I believe the profile error you got occurred during the import stage where the instance’s config is restored into the LXD database. This stage occurs after the instance has been unpacked to the storage pool as in cases where the backup is using optimized storage format we cannot access the instance’s backup.yaml earlier because it is stored inside the optimized binary blob from the storage layer.

This is why that error cannot be reported earlier in the process currently.

I also believe that is where the bug occurred that prevented future imports.
In order to prevent volumes from being incorrectly unmounted when there are ongoing operations occuring on that volume we maintain an internal mount counter that increments when an operation requests a volume be mounted (even if it is already mounted) and decrements it when the operation i done with the volume. If at that point the mount counter is zero then we also unmount the volume as there are no other ongoing operations happening on that volume.

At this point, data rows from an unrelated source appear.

PR #882, opened 2020-05-19
Clear Chat

### LINKED ISSUE #881: Clear Chat function problems
- Throws an error when /clear command is called from chat
- Permaban doesnt do anything in the database.

TroyDota:
Pull request checklist:

Fixes #881

### DIFF
--- a/pajbot/bot.py
+++ b/pajbot/bot.py
@@ -802,6 +802,7 @@ class Bot:
     def on_clearchat(self, chatconn, event):
         tags = {tag["key"]: tag["value"] if tag["value"] is not None else "" for tag in event.tags}
 
+        # Ignore "Chat has been cleared by a moderator" messages
         if "target-user-id" not in tags:
             return
 
--- a/pajbot/bot.py
+++ b/pajbot/bot.py
@@ -802,6 +802,9 @@ class Bot:
     def on_clearchat(self, chatconn, event):
         tags = {tag["key"]: tag["value"] if tag["value"] is not None else "" for tag in event.tags}
 
+        if "target-user-id" not in tags:
+            return
+
         target_user_id = tags["target-user-id"]
         with DBManager.create_session_scope() as db_session:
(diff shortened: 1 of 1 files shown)


pajbot/bot.py
```diff
@@ -819,7 +822,8 @@ def on_clearchat(self, chatconn, event):
             else:
                 # permaban
                 # this sets timeout_end to None
-                user.timed_out = False
+                user.timed_out = True
```
RAnders00, line 825: You can't set `timed_out` to true:

https://github.com/pajbot/pajbot/blob/37da06f4f18237486513e86eb2efcb80d5755bf4/pajbot/models/user.py#L173-L178

The only data we store for each user is a `timeout_end`, as you can imagine, you can't fit permabans into that sort of model, which is why we just clear the timeout_end field on permaban.
Reason is: There's just currently no use to knowing a user is banned (so why bother implementing it/storing it?). the only thing we use `timeout_end` is the paid timeout module (so you can stack timeouts).

pajbot/bot.py
```diff
@@ -802,6 +802,9 @@ def on_pubnotice(self, chatconn, event):
     def on_clearchat(self, chatconn, event):
         tags = {tag["key"]: tag["value"] if tag["value"] is not None else "" for tag in event.tags}
 
+        if "target-user-id" not in tags:
```
RAnders00, line 805: Please add a comment:

```suggestion
        # Ignore "Chat has been cleared by a moderator" messages
        if "target-user-id" not in tags:
```

pajbot/bot.py
```diff
@@ -817,7 +821,8 @@ def on_clearchat(self, chatconn, event):
             else:
                 # permaban
                 # this sets timeout_end to None
-                user.timed_out = False
+                user.timed_out = True
+                user.timeout_end = None
```
RAnders00, line 825:
```suggestion
                user.timed_out = False
```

In this case there is a bug in the ZFS driver that is fixed with this PR:

In this case the following steps were happening:

  1. Import unpacked the backup into new ZFS volumes.
  2. Volume was mounted ready for accessing the backup.yaml (incrementing the mount counter).
  3. Restoration process completes (from a storage driver perspective) and a revert hook function is returned that can be called to clean up the imported ZFS volumes if a future error occurs.
  4. DB import process begins by accessing the backup.yaml on the mounted volume and tries to recreate the DB records.
  5. DB import process fails due to missing profile.
  6. Revert hook is run removing the ZFS volumes (and by implication the actual ZFS mount is cleared).
  7. However because LXD wasn’t aware of this implicit unmount, the mount counter is left at 1.
  8. Subsequent import succeeds, and after DB import phase, we try to unmount the volume in order to resize it to the size specified in the newly created DB records.
  9. This fails with the In Use error due to the old mount counter.

The fix in the PR above is to include the UnmountVolume call that was part of the local reverter in CreateVolumeFromBackup in the returned revert hook function. This way if the DB import stage fails the volume is unmounted by LXD before its removed, and so LXD can decrement the mount counter.